● **Instructions for the task**:
A complete response lists each line of the data below that includes the word "they".

::::::::::

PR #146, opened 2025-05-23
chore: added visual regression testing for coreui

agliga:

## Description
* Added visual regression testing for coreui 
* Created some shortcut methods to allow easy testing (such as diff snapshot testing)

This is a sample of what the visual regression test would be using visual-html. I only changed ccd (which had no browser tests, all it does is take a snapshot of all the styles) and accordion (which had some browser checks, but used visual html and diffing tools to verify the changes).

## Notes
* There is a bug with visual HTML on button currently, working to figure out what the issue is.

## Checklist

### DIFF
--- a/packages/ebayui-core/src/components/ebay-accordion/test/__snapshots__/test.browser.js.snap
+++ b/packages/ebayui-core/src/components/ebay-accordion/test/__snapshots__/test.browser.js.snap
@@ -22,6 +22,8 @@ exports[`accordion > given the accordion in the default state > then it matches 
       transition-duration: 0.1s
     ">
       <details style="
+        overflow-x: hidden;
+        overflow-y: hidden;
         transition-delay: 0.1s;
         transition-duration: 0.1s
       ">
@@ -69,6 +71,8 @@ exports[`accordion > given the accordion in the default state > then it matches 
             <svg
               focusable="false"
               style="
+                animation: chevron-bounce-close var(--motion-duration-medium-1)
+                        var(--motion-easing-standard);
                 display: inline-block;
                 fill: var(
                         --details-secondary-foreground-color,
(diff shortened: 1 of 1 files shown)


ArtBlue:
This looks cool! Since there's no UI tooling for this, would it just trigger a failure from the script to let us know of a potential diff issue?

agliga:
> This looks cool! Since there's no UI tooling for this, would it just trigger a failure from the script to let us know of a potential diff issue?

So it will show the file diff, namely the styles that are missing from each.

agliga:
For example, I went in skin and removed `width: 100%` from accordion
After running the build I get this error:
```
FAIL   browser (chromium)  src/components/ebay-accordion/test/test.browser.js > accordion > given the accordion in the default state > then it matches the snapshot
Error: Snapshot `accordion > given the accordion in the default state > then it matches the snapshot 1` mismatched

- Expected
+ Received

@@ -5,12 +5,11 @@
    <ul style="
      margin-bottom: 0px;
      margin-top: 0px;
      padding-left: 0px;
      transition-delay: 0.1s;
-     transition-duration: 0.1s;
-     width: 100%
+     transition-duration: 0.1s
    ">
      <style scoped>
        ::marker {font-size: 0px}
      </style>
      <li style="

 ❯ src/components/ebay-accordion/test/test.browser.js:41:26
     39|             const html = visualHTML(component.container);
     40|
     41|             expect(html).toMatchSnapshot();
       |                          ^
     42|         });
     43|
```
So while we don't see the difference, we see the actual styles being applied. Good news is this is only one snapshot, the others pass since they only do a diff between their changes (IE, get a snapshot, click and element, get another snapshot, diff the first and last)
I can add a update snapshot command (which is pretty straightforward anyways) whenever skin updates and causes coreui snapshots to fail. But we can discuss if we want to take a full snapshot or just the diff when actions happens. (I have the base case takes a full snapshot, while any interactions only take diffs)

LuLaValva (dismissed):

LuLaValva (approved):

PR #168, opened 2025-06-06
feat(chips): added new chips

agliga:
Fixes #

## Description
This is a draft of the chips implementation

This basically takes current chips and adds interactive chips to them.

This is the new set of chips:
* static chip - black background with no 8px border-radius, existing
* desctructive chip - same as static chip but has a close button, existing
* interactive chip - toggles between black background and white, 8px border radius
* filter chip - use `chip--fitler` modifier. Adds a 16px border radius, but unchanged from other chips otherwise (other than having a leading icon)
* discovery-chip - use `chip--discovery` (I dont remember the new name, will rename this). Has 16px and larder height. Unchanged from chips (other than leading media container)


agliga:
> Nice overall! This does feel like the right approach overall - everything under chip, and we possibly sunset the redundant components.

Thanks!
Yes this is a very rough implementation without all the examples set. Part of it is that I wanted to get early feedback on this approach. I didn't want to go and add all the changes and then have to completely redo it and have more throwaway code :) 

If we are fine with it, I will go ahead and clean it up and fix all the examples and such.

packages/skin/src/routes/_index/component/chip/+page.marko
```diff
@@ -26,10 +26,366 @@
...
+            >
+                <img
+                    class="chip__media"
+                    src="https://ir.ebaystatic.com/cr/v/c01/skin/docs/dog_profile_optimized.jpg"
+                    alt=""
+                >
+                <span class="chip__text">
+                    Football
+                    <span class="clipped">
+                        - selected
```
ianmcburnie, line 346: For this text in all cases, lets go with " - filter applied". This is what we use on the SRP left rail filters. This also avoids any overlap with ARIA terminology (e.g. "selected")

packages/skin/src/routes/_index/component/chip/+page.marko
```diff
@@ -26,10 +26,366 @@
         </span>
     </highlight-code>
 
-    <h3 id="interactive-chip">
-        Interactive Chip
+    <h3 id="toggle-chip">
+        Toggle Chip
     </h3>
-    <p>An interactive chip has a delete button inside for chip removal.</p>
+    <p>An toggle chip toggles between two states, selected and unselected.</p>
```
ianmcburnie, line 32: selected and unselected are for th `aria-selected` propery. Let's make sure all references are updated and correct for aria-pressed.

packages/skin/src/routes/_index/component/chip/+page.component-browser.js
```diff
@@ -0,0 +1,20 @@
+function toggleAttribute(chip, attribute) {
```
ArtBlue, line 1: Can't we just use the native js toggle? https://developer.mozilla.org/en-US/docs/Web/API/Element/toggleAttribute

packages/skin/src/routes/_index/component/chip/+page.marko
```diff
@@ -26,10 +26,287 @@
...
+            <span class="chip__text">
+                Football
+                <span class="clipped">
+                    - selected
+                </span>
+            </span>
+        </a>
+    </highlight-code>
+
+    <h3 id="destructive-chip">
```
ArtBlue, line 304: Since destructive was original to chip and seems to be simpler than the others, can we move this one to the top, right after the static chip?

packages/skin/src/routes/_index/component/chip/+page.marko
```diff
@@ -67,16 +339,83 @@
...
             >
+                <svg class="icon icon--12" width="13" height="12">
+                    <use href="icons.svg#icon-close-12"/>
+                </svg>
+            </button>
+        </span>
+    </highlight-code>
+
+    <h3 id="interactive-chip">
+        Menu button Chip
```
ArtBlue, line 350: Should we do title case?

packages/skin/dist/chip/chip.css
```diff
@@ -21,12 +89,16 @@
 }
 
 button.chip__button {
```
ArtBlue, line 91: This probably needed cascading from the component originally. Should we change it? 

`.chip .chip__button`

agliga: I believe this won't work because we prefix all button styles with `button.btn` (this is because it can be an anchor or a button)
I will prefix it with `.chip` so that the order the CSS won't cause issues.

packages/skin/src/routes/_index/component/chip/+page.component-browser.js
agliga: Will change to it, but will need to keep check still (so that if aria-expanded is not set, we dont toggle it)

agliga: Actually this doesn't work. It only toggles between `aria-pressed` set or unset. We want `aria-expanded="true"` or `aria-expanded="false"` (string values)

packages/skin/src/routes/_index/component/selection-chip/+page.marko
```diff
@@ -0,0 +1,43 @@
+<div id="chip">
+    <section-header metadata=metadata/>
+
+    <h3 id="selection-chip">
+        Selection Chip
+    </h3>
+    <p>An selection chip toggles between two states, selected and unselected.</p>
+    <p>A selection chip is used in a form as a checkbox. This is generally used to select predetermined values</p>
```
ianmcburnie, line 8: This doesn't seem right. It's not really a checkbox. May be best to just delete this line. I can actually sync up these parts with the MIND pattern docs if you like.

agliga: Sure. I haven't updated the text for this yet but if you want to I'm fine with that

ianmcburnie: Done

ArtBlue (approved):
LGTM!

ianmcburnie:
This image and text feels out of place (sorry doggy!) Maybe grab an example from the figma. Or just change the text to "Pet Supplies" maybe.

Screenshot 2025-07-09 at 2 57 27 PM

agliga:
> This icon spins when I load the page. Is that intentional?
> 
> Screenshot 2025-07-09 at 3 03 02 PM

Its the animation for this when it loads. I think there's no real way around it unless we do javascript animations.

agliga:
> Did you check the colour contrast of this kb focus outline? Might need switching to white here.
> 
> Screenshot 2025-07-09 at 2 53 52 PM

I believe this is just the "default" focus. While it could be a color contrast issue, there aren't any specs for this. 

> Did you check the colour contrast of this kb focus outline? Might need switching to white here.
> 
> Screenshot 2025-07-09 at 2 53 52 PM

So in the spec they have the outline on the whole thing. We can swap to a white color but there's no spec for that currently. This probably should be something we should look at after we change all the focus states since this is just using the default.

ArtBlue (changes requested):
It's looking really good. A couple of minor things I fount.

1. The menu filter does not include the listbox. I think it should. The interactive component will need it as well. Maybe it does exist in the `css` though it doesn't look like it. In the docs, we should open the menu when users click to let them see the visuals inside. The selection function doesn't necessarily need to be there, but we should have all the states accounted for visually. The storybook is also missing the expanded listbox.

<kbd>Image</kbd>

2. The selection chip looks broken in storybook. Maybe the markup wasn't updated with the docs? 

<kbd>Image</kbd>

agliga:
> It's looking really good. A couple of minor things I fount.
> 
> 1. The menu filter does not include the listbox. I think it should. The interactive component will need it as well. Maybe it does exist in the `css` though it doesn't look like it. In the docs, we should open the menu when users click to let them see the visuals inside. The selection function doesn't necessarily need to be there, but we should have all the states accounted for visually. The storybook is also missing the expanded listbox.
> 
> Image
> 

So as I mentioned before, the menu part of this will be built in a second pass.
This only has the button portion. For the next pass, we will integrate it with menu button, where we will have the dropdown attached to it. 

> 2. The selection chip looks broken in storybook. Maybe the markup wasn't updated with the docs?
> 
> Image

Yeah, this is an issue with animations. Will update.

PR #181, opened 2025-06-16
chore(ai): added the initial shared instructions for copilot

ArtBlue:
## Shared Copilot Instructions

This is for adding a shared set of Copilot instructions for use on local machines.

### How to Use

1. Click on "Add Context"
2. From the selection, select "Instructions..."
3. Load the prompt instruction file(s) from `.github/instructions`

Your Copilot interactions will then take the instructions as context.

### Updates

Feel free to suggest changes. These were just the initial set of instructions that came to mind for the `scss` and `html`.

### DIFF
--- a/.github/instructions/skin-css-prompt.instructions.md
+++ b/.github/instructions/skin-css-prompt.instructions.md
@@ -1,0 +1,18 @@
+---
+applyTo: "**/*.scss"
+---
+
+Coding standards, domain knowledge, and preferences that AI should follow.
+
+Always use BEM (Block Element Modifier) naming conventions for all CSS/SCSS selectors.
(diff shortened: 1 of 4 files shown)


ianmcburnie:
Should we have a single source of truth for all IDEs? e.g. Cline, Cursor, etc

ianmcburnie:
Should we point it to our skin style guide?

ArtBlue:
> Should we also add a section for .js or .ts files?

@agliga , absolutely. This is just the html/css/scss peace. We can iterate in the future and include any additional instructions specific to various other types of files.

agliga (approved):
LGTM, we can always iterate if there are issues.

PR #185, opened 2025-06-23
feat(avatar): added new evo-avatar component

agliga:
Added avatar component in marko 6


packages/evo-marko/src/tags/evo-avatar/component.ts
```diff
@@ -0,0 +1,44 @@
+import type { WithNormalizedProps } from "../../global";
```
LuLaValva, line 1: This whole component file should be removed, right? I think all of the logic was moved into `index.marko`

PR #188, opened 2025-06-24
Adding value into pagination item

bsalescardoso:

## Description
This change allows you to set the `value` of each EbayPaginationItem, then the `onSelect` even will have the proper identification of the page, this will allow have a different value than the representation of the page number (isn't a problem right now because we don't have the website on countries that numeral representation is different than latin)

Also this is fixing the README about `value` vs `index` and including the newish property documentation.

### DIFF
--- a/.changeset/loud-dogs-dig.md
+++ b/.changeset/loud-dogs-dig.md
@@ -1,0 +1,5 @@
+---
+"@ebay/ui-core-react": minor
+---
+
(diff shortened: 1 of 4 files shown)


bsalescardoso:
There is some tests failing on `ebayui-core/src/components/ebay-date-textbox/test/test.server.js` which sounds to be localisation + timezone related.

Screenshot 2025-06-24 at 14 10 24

::::::::::

● **Task solution**:
So while we don't see the difference, we see the actual styles being applied. Good news is this is only one snapshot, the others pass since they only do a diff between their changes (IE, get a snapshot, click and element, get another snapshot, diff the first and last)
So in the spec they have the outline on the whole thing. We can swap to a white color but there's no spec for that currently. This probably should be something we should look at after we change all the focus states since this is just using the default.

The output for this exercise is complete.